Ces derniers jours, j’ai été un peu moins présente ici
Écriture, maturation clinique et transmission : les coulisses d’un travail qui compte.
Ces derniers jours, j’ai été un peu moins présente ici. Pas parce que je manquais d’élan… plutôt parce que j’étais plongée jusqu’au cou dans un texte qui compte beaucoup pour moi : la pré-version de mon mémoire, dans le cadre de la certification du titre de thérapeute.
Un exercice exigeant… et passionnant
Écrire un mémoire dans ce contexte, ce n’est pas “raconter des séances” ni faire un récit. C’est un exercice clinique et professionnel : prendre un accompagnement (toujours de façon anonyme, sans aucune information permettant d’identifier la personne), et montrer comment je travaille.

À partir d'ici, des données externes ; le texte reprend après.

PR #162, opened 2016-05-30
Remove option to set Privileged mode, as this cannot be parameterised

sshipway:
The current template does not work with docker-compose.  This removes the configurability of the Privileged mode so that it will.  Note that hardened Docker setups will not be able to run Rancher without Privileged mode, and clearing of orphaned volumes requires it.


cloudnautique:
I'll merge, but I'm pretty sure default RH variants will not work without privileged. At least that has been our experience.

sshipway:
@cloudnautique - should we then set the privileged:true in the template (as originally done)?  There are too many variants of OS for me to fully test :(.  I'm quite happy for it to have privileged:true hardwired in, if you want to make the change.

PR #168, opened 2016-06-02
Adding Rancher Server with Nginx proxy and Let's Encrypt SSL in catalog

KrustyHack:
Ay,

I hope my work is fine.

Regards,


rawmind0:
Hi @KrustyHack ...

Thanks for the PR and to contribute and sorry about the delay.

I'm sorry, but i don't understand very well what is the target of this package.  You already need a rancher server to be able to launch any catalog package.

Otherwise, you could also use the built-in rancher lb or traefik package to do the same task.  

I close the PR. Please reopen it if i've missed something. 

Best regards...

KrustyHack:
Hi,

No problem. The target was to be able to deploy Rancher server bundle for my customers on there servers. And I thought it would maybe be usefull for other people. :)

Regards,

PR #170, opened 2016-06-06
Added Concrete5 CMS Template. with auto configuration in v0.2 or manua…

borisno2:
Concrete5 CMS template with Mariadb database backend. Setup with auto configuration via a sidekick container in v0.2 or manual config (ie via the standard CMS webpage) in v0.1.


cloudnautique:
would it be possible to get a single image for the icon.. it looks like there are three

borisno2:
Hi @cloudnautique 
Latest commit has single logo as a png.
Let me know if there are any other issues.
Thanks!

PR #173, opened 2016-06-07
optimize image file size using imageOptim

mastertinner:
i've reduced the file size of all bitmap images using [ImageOptim](https://imageoptim.com/mac)


cloudnautique:
Thanks @mastertinner.

I think doing something like this makes sense, but it would be ideal if it was part of the delivery process so that it is kept up to date. Given the current structure of the catalog, Im not sure the best way to go about it at the moment need to give it some more thought. 

Any ideas?

rawmind0:
Hi @mastertinner ,

I'm sorry, thank so much...

rawmind0:
Closing due to inactivity. Please reopen it, if you are still interested.

PR #174, opened 2016-06-07
add new version of gogs

mastertinner:
fix and update gogs


cloudnautique:
Where does Gogs store all of its data? Does it store anything on disk? If so, it will be lost in the upgrade.

rawmind0:
Hi @mastertinner ,

I'm sorry, thank so much...

ununseptium:
I would suggest to close this, i don't think that something will happen anymore to this.

mastertinner:
Since I deleted the source branch, I'll go ahead and close this and create a new, up to date PR.

PR #178, opened 2016-06-12
Allow custom kopf and kibana public ports

sjwoodr:
An ELK stack with elastisearch+logstash+kibana is super simple to setup in Rancher.  Yet it seems no one has done this via the catalog, *using a single rancher host*.  Elastisearch has a kopf container which binds to port 80 on the host.  Kibana sidekick also binds to port 80 on the host.  So this is obviously a problem.  

This PR is to allow for custom public ports for both kopf and kibana so that both can run on the same host.  Not ideal for production, but super useful for proof-of-concepts and demos.

### DIFF
--- a/templates/elasticsearch-2/0/rancher-compose.yml
+++ b/templates/elasticsearch-2/0/rancher-compose.yml
@@ -14,7 +14,7 @@
       description: "Unique public port for kopf"
       type: "int"
       default: 80
-      required: false
+      required: true
 elasticsearch-masters:
   metadata:
     elasticsearch:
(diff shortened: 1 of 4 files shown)


templates/elasticsearch-2/0/rancher-compose.yml
```diff
@@ -9,6 +9,12 @@
       type: "string"
       required: true
       default: "es"
+    - variable: "kopf_port"
+      label: "Public Port"
+      description: "Unique public port for kopf"
+      type: "int"
+      default: 80
+      required: false
```
cloudnautique: If they aren't required, then we would allow blank which would create a syntax error in the compose file because of the colon. I'd set it to required to avoid that.

sjwoodr: Ah, good catch.  I'll fix that.

PR #474, opened 2017-04-04
Apache

amy:


cloudnautique:
Need a logo file called catalogImage-apache so that it shows up in the UI. Ideally it would be SVG followed by png.

cloudnautique:
The questions really ballooned, is there a way to simplify. I am not sure its worth all the questions to generate a self signed cert. At that point it is easier to just generate themselves.

Thoughts?

paulobezerr:
IMHO is good to change item name from Apache to "Apache PHP" for example.
You can use Apache to do a lot of different stuff and many times without PHP.

cjellick:
Closing this due to staleness. Feel free to open a new PR if there's still a relevant change to be made. Thanks!

PR #476, opened 2017-04-05
Add GoCD stack on version 17.3.0

disaster37:
I refactor the existing stack with many enhance (and more clear for my opinion):

- All is on the same stack with different service: one service for agent and one service for server.
- When you deploy the stack, you can choose to only deploy server or agent or the both.
- When you deploy the stack, you can choose to deploy Loadblancer and or expose the GoCD server.

**Note about GoCD server**:
- GoCD server is deployed with many usefull plugin if you choose to deploy extra plugins
- GoCD server is deploy with basic authentification
- You can choose the memory allowed to GoCD server
- You can choose the volume driver or the path mapped to the volume

**Note about GoCD agent**:
The goal is to have generic agent that support Docker. So you need to use dedicated docker image to build and test your stuff.
- GoCD Agent support Docker, Docker-compose, Rancher-compose and make
- GoCD Agent is deploy with Docker engine as sidekick
- You can choose the memory allowed to GoCD agent
- You can choose the number of GoCD agent you need to scale
- You can choose the server URL
- You can choose the volume driver or the path mapped to the volume


rawmind0:
Hi @disaster37 ... Very nice refactor, good job!! thanks so much.. :)

LGTM...

PR #479, opened 2017-04-07
fixing 3 images names

diegodorgam:
the images names were updated, this will fix the template for the services elasticsearch, postegresql and nginx.


rawmind0:
Hi @diegodorgam for the PR and contribute...

@monotek , thanks for the advice about duplicate. 
It's not exactly a duplicate of https://github.com/rancher/community-catalog/pull/449 . This modify the already created package version, that it's not working right now, but  #449 add a new version. 

LGTM

PR #488, opened 2017-04-19
Update GoCD template

disaster37:
Hi,

I found a bug and fix it when instanciate GoCD Template with path to to store persistance data (replace local by /mnt/gocd-server for exemple).
The `hasPrefix` function seems not working on templating. I replace it by ` if eq (printf "%.1s" .Values.VOLUME_DRIVER_SERVER) "/"` and all work as expected.


rawmind0:
Thanks so much @disaster37 ...

LGTM..

PR #489, opened 2017-04-19
Update Minio template

disaster37:
Hi,

I found a bug and fix it when instanciate Minio Template with path to store persistance data (replace local by /mnt/minior for exemple).
The hasPrefix function seems not working on templating. I replace it by if eq (printf "%.1s" .Values.VOLUME_DRIVER) "/" and all work as expected.


cloudnautique:
Can you resolve the merge conflicts? probably just need to rebase...

PR #493, opened 2017-04-26
Update Minio template

disaster37:
Hi,

I found a bug and fix it when instanciate Minio Template with path to store persistance data (replace local by /mnt/minior for exemple).
The hasPrefix function seems not working on templating. I replace it by if eq (printf "%.1s" .Values.VOLUME_DRIVER) "/" and all work as expected.

Replace #489


rawmind0:
Hi @disaster37 ... Thanks so much for the PR....

LGTM....

PR #499, opened 2017-05-03
Add logicmonitor collector catalog template

woz5999:
Add template for LogicMonitor collector container


templates/logicmonitor/0/docker-compose.yml
```diff
@@ -0,0 +1,9 @@
+logicmonitor-collector:
+  image: logicmonitor/lm_collector:latest
```
rawmind0: Please, use concrete version instead latest....Latest is no reproducible

templates/logicmonitor/0/rancher-compose.yml
```diff
@@ -0,0 +1,36 @@
+.catalog:
+  name: LogicMonitor Collector
+  version: latest
```
rawmind0: Please, use concrete version instead latest....Latest is no reproducible

templates/logicmonitor/config.yml
```diff
@@ -0,0 +1,7 @@
+name: LogicMonitor
+description: SaaS-based performance monitoring for modern IT infrastructure
+version: latest
```
rawmind0: Please, use concrete version instead implicit latest....Latest is no reproducible

rawmind0 (changes requested):

rawmind0:
Hi @woz5999 ... thanks so much for the PR....

Could you please take a look at change request??

Thanks....

PR #500, opened 2017-05-03
Traefik-feat: go templating for add acme optional volume for persistence

rawmind0:


rawmind0:
Tested and working....

LGTM..

PR #508, opened 2017-05-16
Update Sematext catalog docker-compose.yml

tgjamin:
The docker-compose.yml would not get the proper `skip_by_image` or `skip_by_name` if specified when deploying. The rancher template names were accidentally specified from the "match" fields.


rawmind0:
Hi @tgjamin ... Thanks so much for the PR... :)

LGTM....

PR #513, opened 2017-05-25
add rancher max versions to k8s templates

deniseschannon:


deniseschannon:
https://github.com/rancher/rancher/issues/8837

PR #525, opened 2017-06-09
feat(templates): add openproject to rancher catalog templates

ellerbrock:
# OpenProject

Add OpenProject to the Rancher Catalog Templates.

woop woop


rawmind0:
Hi @ellerbrock ... Thanks so much for the PR....

LGTM...

PR #529, opened 2017-06-15
improve wekan catalog

Youkoulayley:
add questions to wekan installation


Youkoulayley:
tested on a local catalog : OK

Concrètement, cela demande de :
- poser le cadre et l’éthique (confidentialité, posture, limites),
- décrire une demande et une problématique de façon structurée,
- formuler des hypothèses de compréhension (pas des étiquettes, plutôt des pistes),
- expliquer une stratégie thérapeutique : pourquoi je choisis tel type d’intervention, à quel moment, avec quelle intention,
- et surtout… réfléchir au processus relationnel : ce qui se joue dans le lien, ce que cela vient toucher chez moi, comment je régule, comment je me fais superviser.
C’est un travail qui demande de la rigueur, mais aussi de l’humilité : accepter de regarder de près, de nommer, de clarifier. Et c’est précisément pour ça que c’est profondément développemental.
Pourquoi c’est si “développemental”
Parce que l’écriture oblige à ralentir. Elle transforme l’expérience en compréhension. Elle met en lumière :
- mes appuis,
- mes zones de flou,
- mes réflexes,
- mes élans,
- mes angles morts aussi (et c’est précieux).
En fait, ce type d’exercice ne sert pas seulement à “valider un niveau”. Il vient consolider une maturité clinique : une capacité à tenir le cadre, à penser ce que l’on fait, à rester au service de l’autre sans se perdre.
Et, très honnêtement : j’aime ça. J’aime profondément penser et écrire.
L’écriture fait partie de ma vie depuis longtemps
J’écris depuis mes années collège. C’est une histoire ancienne, intime, presque organique. À l’époque, j’avais même été lauréate d’un concours d’écriture grâce à une rédaction : l’histoire d’une petite pièce de monnaie grecque.
L’idée venait de ma mère, et c’est ma professeure de français qui m’avait soufflé l’idée de participer. Je me souviens encore de la remise de prix : en grande pompe à la Halle Tony Garnier, et du cadeau reçu — un très beau roman. Ce moment a laissé une trace : celle d’un “oui” intérieur. Un oui à la langue, aux images, au récit, à ce qui se révèle quand on pose les mots.
Et maintenant… place aux fêtes, et à la scène
Je vous le dis avec simplicité : je vais être moins présente dans les jours qui viennent, parce que les fêtes s’ouvrent demain pour moi et ma famille, et j’ai envie d’être pleinement là, dans le vivant du quotidien, les retrouvailles, les rires, le calme aussi.
Et puis il y a un autre texte qui m’attend : les dernières touches à ma conférence théâtralisée “De la confiture pour les cochons”, qui sera jouée pour la première fois le 14/01, dans le cadre de la formation de bénévoles En Scène. Oui… encore de l’écriture. Encore du tissage. Encore ce fil qui relie : le soin, l’art, la parole, la transmission.
Merci d’être là
Je suis très heureuse de partager avec vous, jour après jour, ce qui nourrit mon chemin : la thérapie, la création, les mots, le sensible.
Je reviens bientôt — peut-être un peu par vagues — mais avec le cœur plein.
D’ici là, je vous souhaite des jours doux. Des jours vrais.
Et, si vous le pouvez, un peu d’espace pour écouter ce qui se raconte en vous.